The teen years can be rough. For some (like me) it was jr. high, for others it was high school. You literally feel like you’re walking through a battlefield each day. “Rough” is an uderstatement. Our children may have those hard times. What are we going to tell them? What do we want them to know? I want them to know the same things I would want myself to know at that age; don’t worry, hold on, and be your own unique, awesome self. This needs to start earlier than the first day of 7th grade.
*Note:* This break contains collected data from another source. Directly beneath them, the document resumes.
PR #2509, opened 2018-05-29
Begin implementation of resource credit system

theoreticalbts:
No d-pools yet, and I may want to change the curve to promote basic stability issues.  But the basic architecture is there, it compiles, I've manually tested that this syncs, and the most obvious bugs have been fixed.

### DIFF
--- a/libraries/jsonball/data/resource_parameters.json
+++ b/libraries/jsonball/data/resource_parameters.json
@@ -1,0 +1,34 @@
+[
+ ["resource_history_bytes",
+  {
+   "time_unit" : "blocks",
+   "budget_time" : {"days" : 30},
+   "budget" : "15000000000",
+   "half_life" : {"days" : 15},
+   "drain_time" : {"hours" : 1},
+   "p_min" : 100.0
+  }
+ ],
+
+ ["resource_new_accounts",
+  {
+   "time_unit" : "seconds",
+   "budget_time" : {"days" : 30},
+   "budget" : 1000000,
+   "half_life" : {"days" : 20},
+   "drain_time" : {"hours" : 1},
+   "p_min" : 1000.0
+  }
+ ],
+
+ ["resource_market_bytes",
+  {
+   "time_unit" : "blocks",
+   "budget_time" : {"days" : 30},
+   "budget" : "3000000000",
+   "half_life" : {"hours" : 16},
+   "drain_time" : {"hours" : 1},
+   "p_min" : 500.0
+  }
+ ]
+]
--- a/libraries/jsonball/data/resource_parameters.json
+++ b/libraries/jsonball/data/resource_parameters.json
@@ -3,10 +3,12 @@
   {
    "time_unit" : "blocks",
    "budget_time" : {"days" : 30},
-   "budget" : "15000000000",
+   "budget" : "30000000000",
    "half_life" : {"days" : 15},
-   "drain_time" : {"hours" : 1},
-   "p_min" : 100.0
+   "a_point_num" : 37,
+   "a_point_denom" : 1000,
+   "u_point_num" : 1,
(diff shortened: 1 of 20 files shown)


theoreticalbts:
I may be doing a substantial refactor and change in the implementation soon, this probably shouldn't be merged just yet.

libraries/jsonball/templates/jsonball/rc_params.cpp.j2
```diff
@@ -0,0 +1,13 @@
...
+const char resource_parameters[] = {
+{{ resource_parameters|json_to_char_array }}, 0
+};
+
+const char* get_resource_parameters()
+{
+   return resource_parameters;
+}
+
+} }
```
mvandeberg: Missing newline

libraries/jsonball/data/resource_parameters.json
```diff
@@ -0,0 +1,34 @@
...
+   "drain_time" : {"hours" : 1},
+   "p_min" : 100.0
+  }
+ ],
+
+ ["resource_new_accounts",
+  {
+   "time_unit" : "seconds",
+   "budget_time" : {"days" : 30},
+   "budget" : 1000000,
```
mvandeberg: This budget needs to be witness votable.

The voting is NYI, but the behavior of the curve needs to not be tied to a specific budget.

libraries/plugins/rc/rc_plugin.cpp
```diff
@@ -0,0 +1,373 @@
...
+      if( export_plugin != nullptr )
+      {
+         ilog( "Registering RC export data factory" );
+         export_plugin->register_export_data_factory( STEEM_RC_PLUGIN_NAME,
+            []() -> std::shared_ptr< exportable_block_data > { return std::make_shared< exp_rc_data >(); } );
+      }
+
+      chain::database& db = appbase::app().get_plugin< steem::plugins::chain::chain_plugin >().db();
+
+      my->_post_apply_block_conn = db.add_post_apply_block_handler( [&]( const block_notification& note ){ my->on_post_apply_block( note ); }, *this, 0 );
```
mvandeberg: We need to have a conversation regarding whether RC based filtering should happen pre or post tx.

If we do it pre-tx then we can filter out a potentially costly computation. However, this requires refactoring the `get_or_create_rc_account_object` because we might create objects for accounts that don't exist in consensus. This creates the opposite scenario where RC calculations are the more costly computation.

libraries/plugins/rc/resource_user.cpp
```diff
@@ -0,0 +1,30 @@
+
+#include <steem/plugins/rc/resource_user.hpp>
+
+#include <steem/protocol/transaction.hpp>
+
+namespace steem { namespace plugins { namespace rc {
+
+using namespace steem::protocol;
+
+account_name_type get_resource_user( const signed_transaction& tx )
```
mvandeberg: This is a departure from how bandwidth is charged today. Subtle to most users, but the decision should be purposeful.

This method returns a single account to charge bandwidth to where the current algorithm charges it to all parties involved in the transaction.

theoreticalbts:
Rebased on latest `develop` and updated with `manabar` changes.  Merge #2558 first.

theoreticalbts:
Besides implementing the manabar, there are a few architecture changes which were necessitated.  Before, I tracked `usage` which was the empty portion of the manabar.  It suffered from numerous corner cases, but its main advantage was that it could be lazily implemented.

Now all account creation occurs through the `create_rc_accounts()` method which compares the states of the two tables and creates mirror `rc_account`

theoreticalbts:
- [ ] Implement SP tracking
- [ ] Write unit test
- [ ] RC regen time should be less than or equal to vote regen time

We need to be praising our children and letting them know NOW how special they are, how unique they are. If they want to wear two different colored socks- tell them to go for it! They are powerful, strong, beautiful kids. It’s up to US to make sure they see it everyday. Let’s arm our kids with all of the love and support they need for when they have to go through their own battlefields.

So, Xavier- be YOU. Stand tall and stand proud. Rock it out, son. Rock it out.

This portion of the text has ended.